Darn it! Wouldn't you know it... I woke up this morning and the sun is shining again. I guess I'll have to wait until tonight to continue the testing.


----------



## KingGlamis (Aug 3, 2007)

So I took it in to work today to show the guys in the shop. They were all AMAZED at how much light it puts out. And 10 times more amazed at the price.

DISCLAIMER: The following statement is meant in a joking manner, so please don't firebomb my house. 

I noticed the lack of responses to this thread. Perhaps it is because all of the SureFire and Fenix owners can't accept that a light that cost 1/5th or less of what they paid puts out more light? Just sayin'...


----------



## KingGlamis (Aug 5, 2007)

Update. Went camping this weekend up on the Mogollon Rim in AZ. Beautiful forest high-country up there. Got to test out the WF501D in "real" darkness, pitch-black, no moon, no lights, nada. All I can say is WOW! This thing is incredible! Great throw but an absolutely amazing flood for such a small light. On night rides in my Yamaha Rhino I was using it as a handheld flood/spot light as it was way brighter than the headlights on the Rhino. Here are some beam shots (sorry for the poor quality, I really need to get a better camera).

This first one is shining up into a tall tree. The pic doesn't do it justice. In real life you can see every branch and every leaf.
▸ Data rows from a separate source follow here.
PR #789, opened 2022-02-07
Minor string utils clean up and add-on

bartgol:
Some minor mods:

* Renamed `string.hpp` to `Albany_StringUtils.hpp` (the former was a way too common name, and way to close to std lib `string`).
* Moves some string utils out of `Albany_Utils.*pp` and into `Albany_StringUtils.*pp`.
* Add a unit test file for string utils.
* Add a function to parse a string representing nested lists into a `Teuchos::ParameterList`.

I'm planning to use the latter in a few places, when parsing strings representing block structures.


kliegeois (approved):
Looks good to me; that's a lot of change!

These next two are shining into the forest. This light is amazing for lighting up large areas of forest. Unfortunately my camera would not work for showing long-throw, but this light has some serious throw (although it's better at flood than throw).











The best part was my buddy who is not a flashaholic was extremely impressed with this light and said he will be buying one. I have finally turned him to the "light" side.


----------



## KingGlamis (Aug 5, 2007)

And this is a beam shot through the smoke of the campfire. I thought it was a little different way of getting a pic.


----------



## sysadmn (Aug 6, 2007)

KingGlamis said:


> I noticed the lack of responses to this thread. Perhaps it is because all of the SureFire and Fenix owners can't accept that a light that cost 1/5th or less of what they paid puts out more light? Just sayin'...


 
Nah, we Fenix owners will tell you a CREE is bright, but not that bright, then start asking about runtimes 


Different tools for different jobs...


----------



## KingGlamis (Aug 7, 2007)

A couple more beam shots from tonight. This first one is to the far wall by the pool, measured at 50 feet from light to wall.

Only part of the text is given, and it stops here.